8.- Technical constraints include limited power, network, compute and memory resources, and the need for end-to-end development.
9.- Long time scales, maintenance, and sustainability are also technical hurdles in deploying computer vision solutions.
10.- Identifying the right problem to solve requires a team with local understanding of nuances and subtleties.
11.- Defining precise metrics, labeling policies, and data collection requires domain knowledge from the local context.
12.- Organizational work like obtaining permissions and building trust with collaborators is crucial but not well incentivized.
13.- Lack of trust can manifest as bureaucracy or domain experts dismissing results that challenge their assumptions.
14.- Worst case, poorly designed interventions can cause harm by reinforcing inequalities or introducing fragilities.
15.- "Pilotitis" refers to the proliferation of small-scale pilots that don't scale or achieve lasting impact.
16.- Building local communities is one way to mitigate challenges by providing staying power, grounding, and understanding of risks.

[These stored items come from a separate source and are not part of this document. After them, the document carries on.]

PR #2066, opened 2023-07-28
Add unprivileged Dockerfile for alma9

pllopis:
Hi,
This PR contributes a Dockerfile with the following changes with respect to the other alma9 dockerfiles:
- The main change is that it allows to run unprivileged since it's built without systemd.
- Adds arguments to activate or deactivate certain build options

I mostly wanted to share this to learn whether you would be interested in such an approach. If so, perhaps more effort can be put into it so it runs the tests, works with your existing CI, etc.

### DIFF
--- a/docker/build/Dockerfile.unprivileged.alma9
+++ b/docker/build/Dockerfile.unprivileged.alma9
@@ -1,0 +1,133 @@
+# This dockerfile assumes that you're passing the binary with its corresponding arguments to run it.
+# Example: docker run xrootd:latest xrootd -c /etc/xrootd/xrootd.cfg
+# But you could also run cmsd or other xrootd binaries in the same way.
+#
+# The VERSION argument must correspond to a github tag name.
+#
+ARG VERSION=v5.6.1
+ARG ENABLE_HTTP=ON
+ARG ENABLE_FUSE=OFF
+ARG ENABLE_KRB5=OFF
+ARG ENABLE_SCITOKENS=ON
+ARG ENABLE_MACAROONS=ON
+ARG ENABLE_XRDCEPH=ON
+ARG ENABLE_PYTHON=ON
+
+FROM almalinux:9 AS builder
+# Re-declare the ARGs for use in this stage
+ARG VERSION
+ARG ENABLE_HTTP
+ARG ENABLE_FUSE
+ARG ENABLE_KRB5
+ARG ENABLE_SCITOKENS
+ARG ENABLE_MACAROONS
+ARG ENABLE_XRDCEPH
+ARG ENABLE_PYTHON
+
+# Set the workdir to a source directory and copy the entire project into the Docker image
+WORKDIR /xrootd
+COPY ../../ .
+
+# Enable codeready builder repos
+RUN dnf install -y yum-utils
+RUN dnf config-manager --set-enabled crb
+
+# Install dependencies
+RUN dnf install -y epel-release && \
+    dnf install -y \
+    git \
+    cmake \
+    gcc-c++ \
+    cppunit-devel \
+    curl-devel \
+    davix-devel \
+    diffutils \
+    file \
+    fuse-devel \
+    gcc-c++ \
+    git \
+    gtest-devel \
+    json-c-devel \
+    libmacaroons-devel \
+    libtool \
+    libuuid-devel \
+    libxml2-devel \
+    libcurl-devel \
+    make \
+    openssl-devel \
+    python3-devel \
+    python3-setuptools \
+    readline-devel \
+    scitokens-cpp-devel \
+    tinyxml-devel \
+    yasm \
+    zlib-devel 
+
+# Install Ceph dependencies to enable XRDCEPH
+RUN dnf install -y \
+    centos-release-ceph-quincy
+RUN dnf install -y \
+    librados-devel \
+    libradosstriper-devel
+
+RUN ls -l
+RUN cmake -S . -B xrootd_build -DCMAKE_BUILD_TYPE=RelWithDebInfo \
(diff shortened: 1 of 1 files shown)


amadio:
Dear @pllopis,

Thank you for your pull request. Indeed, having a container that can run unprivileged would be nice, but I think that for packaging/installation, it would be better to stick to the RPM-based solution, as it creates a much simpler Dockerfile which also ensures we keep dependencies needed up to date, etc. Maybe you can update our existing Dockerfile to run unprivileged instead? Note that our tests already run unprivileged when run via the xrootd-docker script, as the servers are started by systemd. This is something we'd like to preserve.

docker/build/Dockerfile.unprivileged.alma9
```diff
@@ -0,0 +1,133 @@
+# This dockerfile assumes that you're passing the binary with its corresponding arguments to run it.
```
amadio, line 1: A container that can be run this way is nice to have, but I think it's better to modify our current container to allow it rather than create a different install procedure, as this one is a lot more complicated than what we currently have, and can become out of date, as dependencies, build options, etc, are hard-coded. For example, if we remove ENABLE_SCITOKENS option in the future, it would require changing this file. I also think that it is already possible to do this with our current container if you pass the full command line with `xrootd ...` when running the container, no?

docker/build/Dockerfile.unprivileged.alma9
```diff
@@ -0,0 +1,133 @@
...
+    tinyxml \
+    davix-libs
+
+RUN if [ "${ENABLE_KRB5}" =  "ON" ]; then dnf install -y krb5-libs; fi
+RUN if [ "${ENABLE_HTTP}" = "ON" ]; then dnf install -y libcurl-minimal; fi
+RUN if [ "${ENABLE_FUSE}" = "ON" ]; then dnf install -y fuse-libs; fi
+RUN if [ "${ENABLE_PYTHON}" = "ON" ]; then dnf install -y python3; fi
+RUN if [ "${ENABLE_SCITOKENS}" = "ON" ]; then dnf install -y scitokens-cpp; fi
+RUN if [ "${ENABLE_MACAROONS}" = "ON" ]; then dnf install -y libmacaroons; fi
+RUN if [ "${ENABLE_XRDCEPH}" = "ON" ]; then dnf install -y librados2 libradosstriper1; fi
```
amadio, line 120: These create many unnecessary layers in the final container and will cause many rebuilds when one of the layers change.

amadio (changes requested):

pllopis:
Hi @amadio thanks for reviewing!

If I understand correctly, you'd like to preserve these two:

1. `xrootd` and `cmsd` are started via systemd running inside the container. I guess you a referring specifically to: https://github.com/xrootd/xrootd/blob/8f0a3ebf6b14c65c57667d07c0c624f3d4b215a8/docker/xrd-docker#L128-L130
2. I understand that you prefer to keep the dependencies and build implementations in one place (the RPM spec).

Regarding 1:
> Note that our tests already run unprivileged when run via the xrootd-docker script, as the servers are started by systemd

Sorry, I'm confused and may have missed something here. I gave it a try on a system and noticed that when launching it via `xrd-docker`, the container was being launched in privileged mode. This seems consistent with the way xrd-docker is launching things: https://github.com/xrootd/xrootd/blob/8f0a3ebf6b14c65c57667d07c0c624f3d4b215a8/docker/xrd-docker#L118
Therefore I don't understand how you can get unprivileged mode when starting things under systemd (unless you meant that you're using podman)?

As far as I can see, the reason the `--privileged` flag is required is entirely due to systemd running inside the container.
Therefore, I don't think we can have both unprivileged containers, and systemd inside the container starting xrootd and cmsd. Podman of course will achieve this, but this isn't a general solution, as for instance you will still require to run as privileged when using anything else other than podman (such as container orchestrators like Kubernetes).

Regarding 2:
 I think this might be doable indeed (provided point 1 above is resolved somehow).

I was hoping to find a general solution that will allow to run xrootd in unprivileged mode that works for any environment such as k8s, docker. But I don't see a technical solution other than to drop the requirement to have systemd start the daemons inside the container. Do you have any ideas about this?

Thanks!

amadio:
> I was hoping to find a general solution that will allow to run xrootd in unprivileged mode that works for any environment such as k8s, docker. But I don't see a technical solution other than to drop the requirement to have systemd start the daemons inside the container. Do you have any ideas about this?

We just want systemd to start the xrootd service for testing and CI, I'm fine with creating a container that can run unprivileged, but the container built by xrd-docker can be run unprivileged like this, for example, so I don't think a lot is needed to allow what you want:

```sh
$ docker run --ulimit nofile=262144:262144 -u xrootd:xrootd --network=host xrootd:alma8 xrootd -c /etc/xrootd/xrootd-srv2.cfg
```
With 5.6.2 you will not need `--ulimit nofile=262144:262144` anymore.

You can test that the server runs ok with `xrdfs localhost:1099 query config version`. So I think that the container the way it is built is fine, you just need to change the default configurations, as the ones shipping inside are not suitable for running as you'd like.

pllopis:
Oh I see! Stupid me, I never tried invoking the xrootd binary directly.
Thanks for pointing this out, I think this might indeed work running as unprivileged. Pretty sure this solution will work, so feel free to close this PR.

amadio:
Not at all! I think the idea you have is quite good, to have a ready-made container to run xrootd as a service. I will close the PR, but in the upgrade we are doing for the CI I will see if we can improve the defaults in the containers to make it easier to run unprivileged and maybe consider also providing a Dockerfile specifically for this case which installs a pre-built version of XRootD using our RPM repositories rather than building it from source.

17.- Data Science Africa is an example of a community providing training, research, networking, and mutual support.
18.- Single teams owning the end-to-end process from data collection to deployment is a common theme in successful projects.
19.- Country-level groups bringing together government, academia, and business can identify priority problems and technological opportunities.
20.- The Computer Vision for Global Challenges workshop at CVPR engaged a global group of researchers.
21.- Computer vision researchers can get involved by choosing benchmarks and data sets relevant to global development problems.
22.- Designing models for low-resource settings with limited compute and memory is another way to make research more relevant.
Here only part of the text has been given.